Now on server you need to check if your UFW firewall is running (check this first, before you did anything, maybe this is the problem). You do this by:

sudo ufw status
If the output is:

Status: active
Than you can, either disable the firewall (sudo ufw disable), which I wouldn't do, or you can allow all traffic from local network to server by:

sudo ufw allow from 192.168.1.0/24
To me, it's easier with firewall anyway, than with host.allow, deny. If you use firewall you don't need to put anything in host.allow, deny.

Now, you don't have to mount anything on server if you just want to share /media folder.

On client, you have to have installed nfs-client. Then you just mount the drive:

sudo mount -t nfs 192.168.1.80:/media /folder_of_your_choice
Of course, that folder needs to exist on client, and it probably needs to be empty.

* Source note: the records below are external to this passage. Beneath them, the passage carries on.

PR #724, opened 2020-02-22
Make SQL error translatable

danielhollas:

Fixing untranslatable SQL error string coming originally from SQLite. (same issue as in #717).

`table XX has X columns but Y values were supplied`

JIRA: [IC-611](https://khanacademy.atlassian.net/browse/IC-611)

This PR enhances the English output as well since it was not properly pluralized in SQLite.

No.

Yes. I've also added a test covering #717.

### Risks involved

I hope that the approach for i18nizing this sentence is correct and will generate correct strings on Crowdin. :crossed_fingers: 

No.

1. Play with the number of values in the following INSERT commands, verify the error is printed and pluralized correctly for different number of columns and values.

```sql
CREATE TABLE student_grades (id INTEGER);

INSERT INTO student_grades VALUES (1);
INSERT INTO students VALUES (1, "sal", 1);
```

2. When this lands, verify that the new Crowdin strings are properly pluralized.

### DIFF
--- a/js/output/sql/sql-output.js
+++ b/js/output/sql/sql-output.js
@@ -122,6 +122,39 @@ window.SQLOutput = Backbone.View.extend({
             errorMessage = i18n._("There's a syntax error near %(nearThing)s.",
                 {nearThing: nearPhrase.substr(5)});
         }
+        const colValueMismatchReg = /has (\d+) columns but (\d+) values were supplied/;
+        const colMismatchError = sqliteError.match(colValueMismatchReg);
+        if (colMismatchError) {
+          const tableName = sqliteError.split(" ")[1];
+          const numCols = colMismatchError[1];
+          const numVals = colMismatchError[2];
+
+          // I18N: The first part of "Oh noes" error in the SQL course.
+          // I18N: "Table %(tableName)s has %(num)s columns"
+          // I18N: "but %(num)s values were supplied."
+          // I18N: You can reorder the parts in string "%(columns)s %(values)s"
+          const tableHasColumns = i18n.ngettext(
+              "Table \"%(tableName)s\" has %(num)s column",
+              "Table \"%(tableName)s\" has %(num)s columns",
+              numCols, {tableName: tableName});
+
+          // I18N: The second part of "Oh noes" error in the SQL course.
+          // I18N: "Table %(tableName)s has %(num)s columns"
+          // I18N: "but %(num)s values were supplied."
+          // I18N: You can reorder the parts in string "%(columns)s %(values)s"
+          const valuesSupplied = i18n.ngettext(
+              "but %(num)s value was supplied.",
+              "but %(num)s values were supplied.",
+              numVals);
+
+          // I18N: Oh noes error in the SQL course.
+          // I18N: %(columns)s = "Table %(tableName)s has %(num)s columns"
+          // I18N: %(values)s  = "but %(num)s values were supplied."
+          // I18N: The sentences are translated in two different Crowdin strings,
+          // I18N: but can be reordered here
+          errorMessage = i18n._("%(columns)s %(values)s",
+              {columns: tableHasColumns, values: valuesSupplied});
+        }
 
         // Now that we've translated the base error messages,
         // we add on additional helper messages for common mistakes
--- a/tests/output/sql/output_test.js
+++ b/tests/output/sql/output_test.js
@@ -56,6 +56,14 @@ describe("Linting", function() {
     failingTest("Inserting rows mismatching quote",
         "INSERT characters ('Summer);",
         ["There's a syntax error near \"characters\"."]);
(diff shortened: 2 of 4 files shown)


danielhollas:
@aasmundeldhuset would you mind checking that I took the correct approach for i18nizing a sentence with two numerical variables? Thanks!

js/output/sql/sql-output.js
```diff
@@ -122,6 +122,26 @@ window.SQLOutput = Backbone.View.extend({
...
+              "Table \"%(tableName)s\" has 1 column",
+              "Table \"%(tableName)s\" has %(num)s columns",
+              numCols, {tableName: tabName});
+
+          const valuesSupplied = i18n.ngettext(
+              "but 1 value was supplied.",
+              "but %(num)s values were supplied.",
+              numVals);
+
+          errorMessage = i18n._("%(columns)s %(values)s",
```
danielhollas: Is there a way to add context for this strings so translators are aware what this referes to?

pamelafox: This is how we do it in the main codebase:
// I18N: "bold" as in bolded text that's thicker for emphasis.
bold: i18n._("bold"),

I think it might work here? It's worth a shot.

tests/output/webpage/output_test.js
```diff
@@ -266,6 +266,7 @@ describe("Linting", function() {
     if (!isFirefox()) {
         // An exception occurs in slowparse when parsing this HTML on
         // Chrome, Safari, and phantomjs.
+        // NOTE(danielhollas): This test is failing in my local machine
```
pamelafox: You could change that note "This test seems to be failing on local machines" since it's also true for my machine. I would assume it's due to a difference in the Chrome browsers but I haven't dug into it.

tests/output/sql/output_test.js
```diff
@@ -116,6 +124,13 @@ describe("Linting", function() {
         "INSERT INTO character_episodes VALUES (2, 'Rick');" +
         "SELECT * FROM characters LEFT OUTER JOIN character_episodes ON " +
         "id = characterId");
+    failingTest("Ambiguous column name when joining",
+	"CREATE TABLE students (id INTEGER, name TEXT);" +
+	"CREATE TABLE student_grades (id INTEGER, grade INTEGER);" +
+	"INSERT INTO students VALUES (1, \"Brian\");" +
+	"INSERT INTO student_grades VALUES (1, 95);" +
+	"SELECT id FROM students INNER JOIN student_grades on students.id = student_grades.id;",
+	["Ambiguous column name \"id\"."]);
```
pamelafox: How does this test relate to the change?

danielhollas: I did not know how to add tests before so I added an additional test covering previous PR #717.

js/output/sql/sql-output.js
aasmundeldhuset: Yes, `// I18N: Explanation here` works in JS too. In `ngettext`, the third parameter is used to select the plurality at runtime, and also automatically becomes the named parameter `%(num)s`, so it's correct that the parameter dict in the first call only needs to contain `tableName` and that the second call doesn't need a parameter dict. However, 1 must not be hardcoded in the singular string, because then the linter won't let the translation contain `%(num)s`, and some languages use the "singular case" for other numbers than 1.

danielhollas: @aasmundeldhuset thank you for confirming and for spotting an issue. What a silly mistake for me to make, since I am well aware of this problem. Not sure what I was thinking. :thinking: Will fix and add a comment soon.

danielhollas:
@pamelafox @aasmundeldhuset thanks for the review! I've rebased on master, fixed the pluralization and added comments for translators.

js/output/sql/sql-output.js
```diff
@@ -122,6 +122,39 @@ window.SQLOutput = Backbone.View.extend({
             errorMessage = i18n._("There's a syntax error near %(nearThing)s.",
                 {nearThing: nearPhrase.substr(5)});
         }
+        const colValueMismatchReg = /has (\d+) columns but (\d+) values were supplied/;
+        const colMismatchError = sqliteError.match(colValueMismatchReg);
+        if (colMismatchError) {
+          const tabName = sqliteError.split(" ")[1];
```
pamelafox, line 128: Nit: I'd find this more readable if it was tableName, as I pronounced "tab" like a browser tab and got confused as to what it was talking about.
All of these rely on array indices existing, but I believe they're all guaranteed based on earlier matching, right?

danielhollas: Done, thank you.

tests/output/sql/output_test.js
danielhollas: I moved the test to #729 since it would have to be updated anyways.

Btw, I have it configured in shown way, and it worked with Ubuntu server 9.10 and now works with Ubuntu server 10.04.

kudude
May 2nd, 2010, 08:03 PM
I appreciate the clear responses, and it seems that this should be no problem from the descriptions.

ufw ISN'T running


$ sudo ufw status
Status: inactive

after running (on the client):

$ sudo mount 192.168.1.65:/media blah -v
mount: no type was given - I'll assume nfs because of the colon
mount.nfs: timeout set for Sun May 2 11:44:24 2010
mount.nfs: text-based options: 'addr=192.168.1.65'
mount.nfs: mount(2): Input/output error
mount.nfs: mount system call failed


from the server I see this:

tail dmesg
[57386.570805] nfsd: last server has exited, flushing export cache
[57387.795916] svc: failed to register lockdv1 RPC service (errno 97).
[57387.797685] NFSD: Using /var/lib/nfs/v4recovery as the NFSv4 state recovery directory
[57387.797712] NFSD: starting 90-second grace period

I also note that it doesn't matter what I choose for the SOURCE directory to mount
192.168.1.65:/home
gives the same output as
192.168.1.65:/media

fyi:

$ sudo exportfs -rva
exporting 192.168.0.2:/media

maybe I'll upgrade to 10.04, wipe if off the server and start over cleanly. Seems like it must be something silly

ene_dene
May 2nd, 2010, 08:29 PM
I'm sorry, but I don't know where the problem is. Perhaps someone with more experience with NFS errors could be of better help.

I hope upgrading will change something.

KiLaHuRtZ
May 2nd, 2010, 08:41 PM
Is portmap installed on both server and clients?

kudude
May 2nd, 2010, 09:11 PM
Is portmap installed on both server and clients?

sudo apt-get install portmap on both says they're up to date

KiLaHuRtZ
May 3rd, 2010, 04:35 AM
On your server, try this in this order...


sudo /etc/init.d/nfs-kernel-server restart
sudo /etc/init.d/portmap restart

Metabaron
October 18th, 2010, 03:40 PM
You need to restart nfsd *after* restarting portmap.